As digital products and services are more deeply embedded in critical industries and infrastructure and the implications of problems grow in scope, engineering organizations are renewing their focus on building platforms that are scalable, reliable and secure. More importantly, they are recognizing that this isn’t the responsibility of an SRE or CSO, it’s an ethos that must be carried each day by every engineer on the team. This is an important shift—from teams and cultures that valued speed of delivery above all else to teams and cultures that make high-quality systems the foundation of everything they do.
This isn’t easy, and big cultural changes don’t happen overnight. There are many things that can go wrong when the team is operating in the legacy mode of prioritizing quick time-to-market but there are also some strategies and best practices for beginning the process of cultural change across your engineering organization.
The Old Way of Doing Things
You’re the engineer on call, and you get woken up at 3:00 a.m. by an alert that tells you an app is down. Groggy and annoyed, you look at the message and have no idea what service it’s referring to or where to begin.
After nearly an hour, you can’t figure out who owns the service or how to get it up and running. So, you call that senior engineer on your team—you know the one—the person who gets called every time there’s a tricky question or problem.
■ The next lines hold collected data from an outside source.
Issue #4700, opened 2015-12-25
Webpack ignores request-browser.js


nolanlawson:
See https://github.com/nolanlawson/pouchdb-async-storage/issues/6 and https://github.com/pouchdb/pouchdb/pull/4695.

Webpack is trying to browserify `request` itself instead of using our `request-browser.js`, which causes failures.

nolanlawson:
Well, I am working on writing a test for Webpack build, and discovering that https://github.com/pouchdb/pouchdb/commit/f95aca6147402d82a23633c2e42d0a9911564333 actually broke Webpack. So it's good we're testing this.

Thankfully, they answer your call in the middle of the night and help you bring the app back up. But in a month, the same scenario happens again; only this time, when you go to call that senior engineer, they’re no longer there. They quit to go work at a company that cares about reliability.
Best Practices for Today
How can you avoid this vicious cycle? Here are some best practices you can implement to begin shifting focus away from speed and toward scalability, reliability and security.
1. Evangelize the Narrative That the Systems you Work on Matter
At the end of the day, your systems are there to serve your customers and users. Leadership and teammates who embody these values are incredibly important. People should worry about letting their customers down, not about being yelled at by their manager or receiving a bad performance review.
2. Set Explicit Expectations about Uptime
When you say that your app needs to have 99.99% uptime, it doesn’t have the same impact as saying 52.6 minutes of downtime a year. Translate uptime numbers so they’re tangible—and on people’s minds every time there’s an outage.
3. Don’t Sweep Problems Under the Rug
After the dust settles from an incident, it’s important to get together and talk about it. Be transparent about what happened, which person or team made the error and what the implications to users were. The idea isn’t to point fingers or assign blame but to bring the team together so that you can learn, evolve and figure out how to prevent this from happening in the future.
Here are some questions you can use:
- Who wrote the code?
- How was it tested?
- Should our automated testing have caught this?
- Who reviewed this code?
- Were they the right people to review the code?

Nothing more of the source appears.